Online, where he uses the screen-name kolaboy, Malboeuf is a member of the breedArt collective; he also holds Senior Member status at DeviantArt, where his online gallery has had over 213 000-page-views and is subscribed to by some 2700 members. He is listed in DeviantArt's Top Artists directory and has four times won the site's top Daily Deviation award, a recent win being accompanied by the editorial observation "One of dA's finest Surreal artists, kolaboy never ceases to amaze."

Three of Malboeuf's paintings have been published in Mostro, an Italian-language literary/art journal, with one gracing the cover. His paintings have also been featured on the cover of OLOGY magazine, with the editorial comment "Speaking of things that are sweet, check out this issue's cover artist, Danny Malboeuf. Take a good look, folks, because long after we are all dead, people will still be talking about his work." His artwork is featured on the cover of Bandersnatch, a hardcover anthology of horror stories, as well as on the cover of the Ruby Vileos album This is the Day. His painting The Eternal was featured in Web Digest Weekly. Three of his paintings are reproduced in the literary/arts journal Antithesis Common.

Malboeuf has also provided two invited pieces for the Pornsaints website; his art was included in their 2008 exhibition at A&D Gallery in central London, and their 2010 exhibition at the Birdhouse Gallery in Austin, Texas. Firebird was chosen to illustrate the exhibition review in the Austin Chronicle; as arts critic Wayne Brenner observed, "[M]ost of the depictions of saintly pornstars are depictions of women. Which is fine by this (admittedly biased) reviewer ... especially when the artwork is as gorgeous as Danny Malboeuf's finely detailed and cyberpunky Firebird painting". Also in 2010, Malboeuf was described as "a Surrealist for our times" in a review for The 405, a music and culture magazine. The October 2010 issue of visual arts magazine n-sphere featured Malboeuf's art on the cover and in the lead article, accompanied by a 26-work exhibition in The Spheres guest gallery. A positive review of Malboeuf's Statesville exhibition in early 2014 noted the artist's reclusive nature and prolific output, estimated at 6000 paintings. Malboeuf's work was also exhibited internationally in the Endangered Visions show at ManilArt 2014 in the Philippines.

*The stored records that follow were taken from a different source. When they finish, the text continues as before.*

Issue #2957, opened 2023-08-13
window wrong size when opening second window on master layout


uoou:
### Hyprland Version

Hyprland, built from branch main at commit 739598717bbff79aad8599dcd0ca7a423682482a dirty (remove shadow no_gaps_when_only (2956)). Tag: v0.28.0-36-g73959871

### Bug or Regression?

Bug

### Description

This only happens on master layout and when `no_gaps_when_only = 1` and gaps are present.

When an existing window is open, opening a second window causes the first window to be incorrectly sized. The original window seems to have the border width added to its dimensions.

This happens with most applications I've tested with, for example qutebrowser, chromium, firefox and foot all exhibit this. It does not happen if the second window is kitty (regardless of what the other window is).

The problem is corrected if I switch workspaces, open a third window or, as I just discovered, take a screenshot with grim.

I'm attaching a screenshot where I've set gaps and borders big to make the problem more obvious.

I hope this makes sense, it's a little tricky to explain.

I'll gladly provide more info if required, there's nothing exotic in my configs, and I'm using hyprland-git from the AUR.

### How to reproduce

- use master layout
- set `no_gaps_when_only = 1`
- set gaps and borders to something chunky to make the problem obvious
- open (for example) foot twice

### Crash reports, logs, images, videos

![2023-08-13_005216_904400879](https://github.com/hyprwm/Hyprland/assets/5243056/f21090c3-8853-43ff-925a-425858b1c42d)

MightyPlaza:
cannot repro with foot, are you by any chance setting a border workspace rule?

uoou:
Okay, thanks. I just tried with a default config with just the changes I mentioned and it doesn't happen. So it must be something else in my config. I had assumed not, since I'm not doing anything weird.

Thanks for your help, I'll find the culprit then close the issue.

uoou:
Right, it happens on this config for me.

The only things I've changed from default are:

- changed layout to master
- increased border size to 10 to make it more noticeable
- added `no_gaps_when_only = 1` inside master layout
- changed default terminal keybinding from kitty to foot

Can you confirm that it doesn't exhibit on this config for you?

[hyprland.conf.txt](https://github.com/hyprwm/Hyprland/files/12328598/hyprland.conf.txt)

MightyPlaza:
my bad was setting no_gaps in dwindle and master was using no_gaps = 2

MightyPlaza:
[...]

PR #2986, opened 2023-08-15
Border improvements

MightyPlaza:
fixes issues with window and workspace border related rules not working as intended
also simplifies getting window border size and setting the workspace rules

closes: https://github.com/hyprwm/Hyprland/issues/2957
shouldn't case any issues

### DIFF
--- a/src/Window.cpp
+++ b/src/Window.cpp
@@ -581,28 +581,27 @@ void CWindow::updateDynamicRules() {
 // it is assumed that the point is within the real window box (m_vRealPosition, m_vRealSize)
 // otherwise behaviour is undefined
 bool CWindow::isInCurvedCorner(double x, double y) {
-    static auto* const ROUNDING = &g_pConfigManager->getConfigValuePtr("decoration:rounding")->intValue;
-
-    if (getRealBorderSize() >= *ROUNDING || *ROUNDING == 0)
+    const int ROUNDING = rounding();
+    if (getRealBorderSize() >= ROUNDING)
         return false;
 
     // (x0, y0), (x0, y1), ... are the center point of rounding at each corner
-    double x0 = m_vRealPosition.vec().x + *ROUNDING;
-    double y0 = m_vRealPosition.vec().y + *ROUNDING;
-    double x1 = m_vRealPosition.vec().x + m_vRealSize.vec().x - *ROUNDING;
-    double y1 = m_vRealPosition.vec().y + m_vRealSize.vec().y - *ROUNDING;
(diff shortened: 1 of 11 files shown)


src/Window.cpp
```diff
@@ -589,10 +581,9 @@ void CWindow::updateDynamicRules() {
 // it is assumed that the point is within the real window box (m_vRealPosition, m_vRealSize)
 // otherwise behaviour is undefined
 bool CWindow::isInCurvedCorner(double x, double y) {
-    static auto* const ROUNDING   = &g_pConfigManager->getConfigValuePtr("decoration:rounding")->intValue;
-    static auto* const BORDERSIZE = &g_pConfigManager->getConfigValuePtr("general:border_size")->intValue;
+    static auto* const ROUNDING = &g_pConfigManager->getConfigValuePtr("decoration:rounding")->intValue;
 
-    if (BORDERSIZE >= ROUNDING || ROUNDING == 0)
+    if (getRealBorderSize() >= *ROUNDING || *ROUNDING == 0)
```
MightyPlaza, line 586: not sure if this correct, but doesn't make sense otherwise

vaxerski: we could switch this over to `CWindow::rounding()` while we're at it. But yeah, looks alright.

vaxerski (dismissed):
the specialrenderdata / additionalconfigdata situation is a mess, it needs to be cleaned up. Note to self...

MightyPlaza:
> the specialrenderdata / additionalconfigdata situation is a mess, it needs to be cleaned up. Note to self...

I though about making a windowProps object that could be set using hyprctl or window rules and workspace rules (maybe combine them into something new to reduce the number of workspace and window rules and the need to update each one every time we want to add something new).
each thing that could set the property would have a certain priority (hyprctl > window rules > workspace rules > layout requests > global config)
but that was more work, and would be storing a lot of redundant -1 most of the time (no idea if there is a better way to do this)

using rounding() now so should be ready for merge @vaxerski

vaxerski:
> I though about making a windowProps object that could be set using hyprctl or window rules and workspace rules (maybe combine them into something new to reduce the number of workspace and window rules and the need to update each one every time we want to add something new).
each thing that could set the property would have a certain priority (hyprctl > window rules > workspace rules > layout requests > global config)
but that was more work, and would be storing a lot of redundant -1 most of the time (no idea if there is a better way to do this)

I will probably look into it when I am back from holidays. There are a bunch of pain points I want to address, but it's way nicer to code on your desktop than on a small laptop in the middle of nowhere.

PR #2988, opened 2023-08-15
fix: Use monitor refreshrate tick for resizing and/or moving windows

DashieTM:
when using the following 2 settings: animate_mouse_windowdragging=false and animate_manual_resizes=true
The animations for resizing are currently not using monitor refreshrate ticks due to this being locked behind PANIMATEMOUSE, which is only active with animate_mouse_windowdragging.

This results in animations being "laggy" again. (at least for me)

This simply activates the feature for both, meaning both can benefit from the improved tick.

ready


vaxerski (approved):
my bad 🚶‍♂️

PR #3001, opened 2023-08-16
fix some partly opaque windows getting treated as fully opaque

fobekyo:
This fixes some partly opaque windows (e.g. firefox with a transparent sidebar) getting treated as fully opaque when Hyprland is launched from the tty.

This error only occurs when launching hyprland from the tty because the opaque region covers the whole application. If Hyperland is launched as a wayland client, the bounding box for the opaque area has the correct size. 

Ready

### DIFF
--- a/src/Window.cpp
+++ b/src/Window.cpp
@@ -799,10 +799,6 @@ bool CWindow::opaque() {
     if (m_uSurface.xdg->surface->opaque)
         return true;
 
-    const auto EXTENTS = pixman_region32_extents(&m_uSurface.xdg->surface->opaque_region);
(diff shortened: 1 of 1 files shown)


vaxerski:
???

would you mind explaining the change?

opaque_region is in surface-local coords.

fobekyo:
As you can see in the 2nd screenshot, the sidebar of my browser is supposed to be transparent. If i check m_uSurface.xdg->surface->opaque_region though its size is 1920x1080, covering the complete window and not just the right part so background occlusion gets enabled. This is because the transparency is achieved by setting the background to an transparent color instead of the client setting the opaque_region correctly so technically this behavior is correct according to the wayland specification and should not be fixed.

The reason I didn't get this problem when launching hyperland as a wayland client is because for some reason it enabled dpi scaling which resulted in the opaque_region being only 960x540.
what I currently get:
firefox without the change
how its supposed to look:
firefox with change

fobekyo:
Yes, I closed it after realizing that.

In 2016, three paintings were featured in Buffalo Zine, with the editorial observation "There's something both sweet and incredibly perverse about Danny Malboeuf's paintings. Under the pseudonym KOLABOY, the North Carolina artist depicts a world in which young girls are free to engage in abstract acts of ritual fun with each other -- it feels almost like we shouldn't be looking." He is cited as an inspiration for the artist NED (Ned M. Stacey).

Solo exhibitions
- 1990 First Union National Bank, Statesville, NC.
- 1995 Beauties of Provenient Grace, Queens Gallery and Art Center, Charlotte, NC.
- 1995 Exposure of Conviction, Rowe Art Gallery, Univ. North Carolina at Charlotte, NC.
- 2014 LaCoste, Court Street Gallery, Iredell Museums, Statesville, NC.
- 2019 The Atrocities Show, Court Street Gallery, Iredell Museums, Statesville, NC.

== Music ==
A singer/songwriter and instrumentalist, Malboeuf's solo music project is Cowgirl in the Snow; it straddles the indie, twee, and shoegaze genres, releasing candy-coated dream pop songs in the spirit of Sarah Records and 4AD. Musical influences include Ultra Vivid Scene and The Records. A review reads: “Cowgirl in the Snow makes addictive lo-fi indie pop, with guitars drenched in effects … Twee pop at its finest.” Danny Malboeuf's brother is David, who is the musician D. M. Frankin Kane and his father was the bluegrass fiddler "Red" Tommy Malboeuf.

== Writing ==
As well as featuring Malboeuf's art in 2006, OLOGY Magazine also showcased some of his writing. Buffalo Zine did likewise in 2016.

Early in 2011, Malboeuf published an illustrated book, Saestralle – A Tale of the North, which presents a poetic legend imagined in the Arctic region. He has since published other illustrated books which are suitable for young readers.